Collected data:
○ ○ ○ ○ ○
Issue #10554, opened 2024-01-30
feat(developer): if normalization=false, do no normalization in kmc ldml compiler


mcdurdin:
Relates to #10317.
Extracted from #10468.

PR #10586, opened 2024-02-01
feat(core,developer): support normalization=disabled 🙀

srl295:
Fixes: #10554

- updates on the developer and core side
- 'meta' section (both sides) has a getter to return status
- .. plus tests of course
- also, dropped unneeded assert() calls and generally restructured ldml_processor::process_output

@keymanapp-test-bot skip


common/web/types/src/kmx/kmx-plus.ts
```diff
@@ -75,6 +75,11 @@ export class Meta extends Section {
   indicator: StrsItem;
   version: StrsItem; // semver version string, defaults to "0"
   settings: KeyboardSettings;
+
+  /** convenience for checking settings */
+  get normalizionDisabled() {
```
mcdurdin, line 80:
```suggestion
  get normalizationDisabled() {
```

common/web/types/src/kmx/kmx-plus.ts
```diff
@@ -205,11 +210,15 @@ export class Strs extends Section {
...
     // nfd
     if (opts?.nfd) {
-      if (opts?.markers) {
-        s = MarkerParser.nfd_markers(s, false);
-      } else {
-        s = s.normalize("NFD");
-      }
+      if (!sections.meta) {
+        throw Error(`Internal Error: need 'meta' section to check normalization mode.`);
+      } else if (!sections.meta.normalizionDisabled) {
```
mcdurdin, line 215:
```suggestion
      } else if (!sections.meta.normalatizionDisabled) {
```

common/web/types/src/kmx/kmx-plus.ts
```diff
@@ -205,11 +210,15 @@ export class Strs extends Section {
     }
     // nfd
     if (opts?.nfd) {
-      if (opts?.markers) {
-        s = MarkerParser.nfd_markers(s, false);
-      } else {
-        s = s.normalize("NFD");
-      }
+      if (!sections.meta) {
+        throw Error(`Internal Error: need 'meta' section to check normalization mode.`);
```
mcdurdin, line 214: If no `<meta>` section is included, does it default to normalizationDisabled = false?

core/src/ldml/ldml_processor.cpp
```diff
@@ -298,19 +298,26 @@ size_t ldml_processor::process_output(ldml_event_state &ldml_state, const std::u
   //  The normalize functions have assert and Debuglog at the bottom.
   //  so we do not need to assert the status here unless we're going to do something
   //  different with control flow.
-  (void)ldml::normalize_nfd_markers(nfd_str);
-
+  if (!normalization_disabled) {
+    auto norm_ok = ldml::normalize_nfd_markers(nfd_str);
+    assert(norm_ok);
```
mcdurdin, line 303:
```suggestion
    assert(ldml::normalize_nfd_markers(nfd_str));
```

Can we do this and reduce the noise?

core/src/ldml/ldml_processor.cpp
```diff
@@ -298,19 +298,26 @@ size_t ldml_processor::process_output(ldml_event_state &ldml_state, const std::u
   //  The normalize functions have assert and Debuglog at the bottom.
   //  so we do not need to assert the status here unless we're going to do something
   //  different with control flow.
-  (void)ldml::normalize_nfd_markers(nfd_str);
-
+  if (!normalization_disabled) {
```
mcdurdin, line 301: This is a repeated pattern, should we be extracting it out?

core/src/ldml/ldml_processor.cpp
```diff
@@ -330,14 +337,18 @@ size_t ldml_processor::process_output(ldml_event_state &ldml_state, const std::u
 
   // drop last 'matchedContext':
   ctxtstr.resize(ctxtstr.length() - matchedContext);
-  ctxtstr.append(outputString); // TODO-LDML: should be able to do a normalization-safe append here.
-  (void)ldml::normalize_nfd_markers(ctxtstr);
-
+  ctxtstr.append(outputString); // TODO-LDML: should be able to do a normalization-safe append here.'
+  if (!normalization_disabled) {
+    (void)ldml::normalize_nfd_markers(ctxtstr);
```
mcdurdin, line 342: Why no assertion on this instance? Seems inconsistent (See extracting-it-out comment above)

core/src/ldml/ldml_transforms.cpp
```diff
@@ -512,9 +514,11 @@ transform_entry::init() {
   }
   // TODO-LDML: if we have mapFrom, may need to do other processing.
   std::u32string from2 = fFrom;
-  normalize_nfd_markers(from2, regex_sentinel);
+  if (!normalization_disabled) {
+    // normalize, including markers, for regex
+    normalize_nfd_markers(from2, regex_sentinel);
```
mcdurdin, line 519: no assertion?

core/src/ldml/ldml_transforms.cpp
```diff
@@ -637,7 +641,7 @@ transform_entry::apply(const std::u32string &input, std::u32string &output) cons
     }
     output.assign(s.get(), out32len);
     // NOW do a marker-safe normalize
-    if (!normalize_nfd_markers(output)) {
+    if (!normalization_disabled && !normalize_nfd_markers(output)) {
       DebugLog("normalize_nfd_markers(output) failed");
       return 0; // TODO-LDML: normalization failed.
     }
```
mcdurdin, line 647: No assertion?

mcdurdin (approved):
LGTM

There are still many TODO-LDML comments, some of which are a concern, relating to normalization. Can we review and make sure there are no gaps before beta?

core/src/ldml/ldml_processor.cpp
srl295: @mcdurdin except that the `assert()` is not called in production, right? maybe we need a new construct.  

`#define assert(x)` is the usual idiom for production mode.

core/src/ldml/ldml_processor.cpp
srl295: @mcdurdin perhaps an inline member would make sense.

core/src/ldml/ldml_processor.cpp
mcdurdin: Ah of course. My bad ... that could be ugly.

`assert(x)` is dangerous like that... That does mean that `norm_ok` is declared and unused in production code which is possibly a separate painful issue.

srl295: if the code was extracted out, then the pain would be only in one place.

But actually.  the inner level `normalize()` function *already* asserts.  So one thing I could do is just take out all of these other asserts.

srl295: hah, and i had added this comment three weeks ago:

```
size_t ldml_processor::process_output(ldml_event_state &ldml_state, const std::u32string &str, ldml::transforms *with_transforms) const {
  std::u32string nfd_str = str;
  // Note:
  //  The normalize functions have assert and Debuglog at the bottom.
  //  so we do not need to assert the status here unless we're going to do something
  //  different with control flow.
```

mcdurdin (approved):

srl295:
> LGTM
> 
> 
> 
> There are still many TODO-LDML comments, some of which are a concern, relating to normalization. Can we review and make sure there are no gaps before beta?

I think i took out lots of todos- in any event yes will remove as discussed

keyman-server:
○ ○ ○ ○ ○
GOAL OF THE EXERCISE:
Reproduce each line of the records in which "review" appears.

ANSWER BELOW:
There are still many TODO-LDML comments, some of which are a concern, relating to normalization. Can we review and make sure there are no gaps before beta?
> There are still many TODO-LDML comments, some of which are a concern, relating to normalization. Can we review and make sure there are no gaps before beta?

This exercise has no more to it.